- Assignment
From the data that follows, copy every line with the string "WriteableBean".

(Beginning of Record extracts)

PR #1194, opened 2018-06-26
Fix write-only property in BeanMapper

sjoerdtalsma:
If there is only a setter method the BeanMapper can still be useful as a RowMapper for output.
In this case, the `descriptor.getReadMethod()` being `null` will cause NPE when determining the type to be mapped.
This is not necessary, as the type can then determined by parameter of the `descriptor.getWriteMethod()`.

### DIFF
--- a/core/src/main/java/org/jdbi/v3/core/mapper/reflect/BeanMapper.java
+++ b/core/src/main/java/org/jdbi/v3/core/mapper/reflect/BeanMapper.java
@@ -26,6 +26,7 @@ import java.util.ArrayList;
 import java.util.List;
 import java.util.Map;
 import java.util.Objects;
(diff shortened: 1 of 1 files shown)


stevenschlansker:
Thanks.  This would be great to have a test case added as well, if you can.

sjoerdtalsma:
@stevenschlansker Not sure I can manage that with time being rather hard to come by lately 😉 

But the bug is easily reproduced: try returning a `List<WriteableBean>` using the `BeanMapper`:
```java
public class WriteableBean {
    private String value;
    public void setValue(String value) {
        this.value = value;
    }
    @Override
    public String toString() {
        return getClass().getSimpleName() + '{' + value + '}';
    }
}
```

(End of Record extracts)

- Solution to this exercise
But the bug is easily reproduced: try returning a `List<WriteableBean>` using the `BeanMapper`:
public class WriteableBean {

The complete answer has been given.